Bon, y aura pas eu grand-chose… Mais comme je suis satisfaite de mes lectures (voire plus), ça passe mieux.

Frère d’âme (David Diop)

Je sais que beaucoup ont été déçus par ce livre. Ils s’attendaient à plus et peut-être qu’avec l’avertissement en tête que ce ne serait pas le cas, je l’ai mieux apprécié. Une chose est sûre : je comprends pourquoi il a eu le prix Goncourt des lycéens. C’est typiquement le genre de roman que j’aurais adoré étant lycéenne. C’est l’histoire d’Alfa Ndiaye et de son ami mort dans les tranchées durant la Première Guerre mondiale, Mademba Diop, tirailleurs sénégalais tous les deux.
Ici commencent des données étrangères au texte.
PR #244, opened 2015-09-16
Adds support for wrapping non standard annotations in a CustomAnnotation

DerManoMann:
This change allows users to write custom handler to convert non swagger annotations to valid swagger annotations.

The implementation is left ot the user and is nothing swagger itself needs to be concerned about.

Motivation
------------
I am using Silex with annotations (https://github.com/danadesrosiers/silex-annotation-provider) and while the Silex annotations do not exactly match swagger it would be nice to be able to re-use them for swagger instead of mostly duplicating annotations.
Furthermore, I do have some custom annotations that do not really would work out of the box.

In more detail
-----------------
* A user would need to provide an implementation of the new interface Swagger\CustomAnnotationHandlerInterface
This interface defines a method to 'migrate' custom annotations to swagger annotations (typicalle Operation subtypes)
* Custom (whitelisted) annotations are wrapped in a CustomAnnotation object that is, in fact, a swagger annotation. The key point is that all other processing still happens, ie there is a context, etc.
* Custom and swagger annotations can be mixed.


DerManoMann:
Bump: Any chance of getting some feedback on this at all?

bfanger:
Is it possible to create a Processor that migrates the Silex annotations?

I'd rather not intruduce another step in the swagger-php pipeline, but i'm not sure if the Analysis exposes enough information.

This silexprocessor should run before the other processors, which you can do with an array_unshift to Analysis::processors()

DerManoMann:
Good point - I'll have a look. Thanks.

DerManoMann:
Hmm, had a quick look and it seems the processors are applied only at the end of all analysis/parsing.
That means if custom annotations are left alone they won't have a context. However, that is the key thing I need as otherwise there is no way to properly keep track of class annotations, IMO.

bfanger:
Of course, i'll see if I can attach the context to non-standard annotations.

DerManoMann:
Checked your changes on master and that is good enough for me - thanks.

I ended up morphing my custom handler into extending Analysis and hooking into addAnnotation().
I prefer to do the conversion as early as possible to avoid missing out any other processing that might happen. Also, that way I am sure that nesting and stuff still works :)

PR #246, opened 2015-09-18
Changed annotation docblocks

dmyers:
What do you think @bfanger?


dmyers:
What do you think @bfanger?

bfanger:
Thanks!, merged in b0cf646758ce7d6807678107ce95c4573abefb0e

PR #250, opened 2015-09-25
Fixed a bug with inherited properties being null

thekonz:
If a class inherits from another class without docblocks, swagger-php throws an error, because it is trying to loop through null.

I encountered this problem today. My models inherited from a class without a docblock.
When i tried to run `Swagger\scan('/path/to/app')`, it greeted me with `Invalid argument supplied for foreach()`. Not having DocBlocks in a class is certainly not the best thing to do, but it should not stop me from seeing the swagger generated docs.

I included a unit test with fixtures. If you comment out the `if` statement in `InheritProperties`, you will see, that the unit test fails with said error.


lucasmezencio:
:+1:

ovr:
:+1: 
ping @zircote

bfanger:
Thanks!

PR #251, opened 2015-10-01
Fix invalid foreach properties

lucasmezencio:


lucasmezencio:
There is another PR that fix this. :)

Issue #253, opened 2015-10-11
RFC Proposal: remove format restrictions


bravo-kernel:
Please review before I create a PR.

Quoted from the [2.0 specification](https://github.com/swagger-api/swagger-spec/blob/a9e982aff2400a934e429a8ed7b6270dff5d8694/versions/2.0.md#data-types):

> Primitives have an optional modifier property format. Swagger uses several known formats to more finely define the data type being used. However, the format property is an open string-valued property, and can have any value to support documentation needs. Formats such as "email", "uuid", etc., can be used even though they are not defined by this specification

Currently the lib is throwing notices when using non-swagger-predefined-formats:

> Notice (1024): @SWG\Parameter(name="id",in="path")->format "uuid" is invalid, expecting "int32", "int64", "float", "double", "byte", "date", "date-time" in \App\Controller\SwaggerController->index() in /home/vagrant/projects/my.cool.app/src/Controller/SwaggerController.php on line 30 [ROOT/vendor/zircote/swagger-php/src/Logger.php, line 38]

Caused by an `in_array` check against https://github.com/zircote/swagger-php/blob/master/src/Annotations/Parameter.php#L172

My suggestion would be dropping that whole array now that formats (seem to be) non restricted anyways, would you agree?

bfanger:
Agreed, thanks!

bravo-kernel:
Awesome, thanks for updating. Keep up the good work!

PR #255, opened 2015-10-23
Allow free parameter formats

bravo-kernel:
This is a follow-up to #253 and #3236b99. Without it the same error is still thrown.


bravo-kernel:
Damn, was a bit too quick there, what was I thinking? 

The fix seems valid though, do you want me to update the tests?

PR #292, opened 2016-02-13
Prepares for release 2.0.6 (with workflow question)

bravo-kernel:
Mr. @bfanger, can you confirm that I am following the correct release workflow before I start shipping 2.0.6?

1. `VERSION.txt` on master always contains the next release version suffixed with `-dev` (e.g. 2.0.6-dev)
2. Before releasing:
    - the version in `VERSION.txt` file is stripped of `-dev` suffix (so it becomes e.g. 2.0.6)
    - `Changelog.md` is updated along with refs to the PRs
3. Release is then made against the master branch
4. After the release has been created:
    - update version in `VERSION.txt` on master (to e.g. 2.0.7-dev in this example)


bfanger:
Yep, thats pretty much it. although i didn't release from the master branch, but from a release branch that is one commit ahead of origin/master (with the version change and the changelog copied into the commit message) and only pushed that commit as a tag.

bfanger:
Maybe we could detect the installed version from the composer.lock file.

bravo-kernel:
I am open for any workflow that will prevent me from f*** up so please let me know how you want to have it. My way is a bit foolproof but quite noob as well.

bfanger:
I haven't encountered an issue so far where the version of swagger-php was unclear.
So simply leaving it at 2.0.6 in master instead of a 2.0.7-dev is fine by me.

bravo-kernel:
OK, so may I suggest... releasing 2.0.6 the manual way (as described in this PR) and take the time to come up with a more automated release cycle we can discussed in an issue for future reference. I'm sure I can get some good advice on the #cakephp channel.

bfanger:
:+1:

bravo-kernel:
:white_check_mark: and.. ty for reflecting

On y croise la violence, celle du sang en particulier, l’amitié, les remords, les superstitions et la conséquence sociale qui en découle souvent. Il finit par effrayer ses camarades, noirs et blancs, pour une raison bien précise. Il est envoyé à l’Arrière quelques temps pour se « reposer » (comprendre : le mettre à l’écart) et on a le temps de voir défiler son passé dans son pays. Tout ceci prend la forme d’un conte. L’écriture de l’auteur a aussi ses défauts selon moi mais ça reste plaisant à lire. Ne vous attendez pas à en savoir plus sur les tirailleurs sénégalais, ce ne sera pas le cas. Mais à mon sens, ce n’est pas bien grave. Je pense au contraire qu’on a besoin de ce type de romans. Qu’il ne soit pas là pour apprendre aux personnes blanches ce qu’il y a à apprendre (y a des livres de non-fiction pour ça). David Diop, a, de mon avis, juste écrit l’histoire d’une personne dont aucun ne s’intéresse réellement à l’histoire des siens, à part pour écrire un essai. Il en fallait une. J’ai trouvé ce livre plutôt bien, sans plus. Et il a eu raison de l’écrire tel quel.